Your instructions
For the data below, give the number of lines in which "devices" occurs. Include nothing besides that number.

Data records Block Start

PR #1344, opened 2021-08-06
PortAudio: select output device in preferences (fix #611)

### LINKED ISSUE #611: no way to choose device for portaudio (critical for windows version)
Device option, in settings, needs to provide list of existing devices. At least for portaudio (not bothering too much about pulseaudio/alsa). Even with missing jack it is possible to use asio jackrouter, but even current text field is blocked for all drivers besides alsa.

update: Looks like it is hardcoded to use default device.

cme:
This changes the 'audio device' text box to an editable combo box, and gives an interface for populating the menu of the combo box, and provides the list of devices for PortAudio.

Data records Block End

Exercise solution
2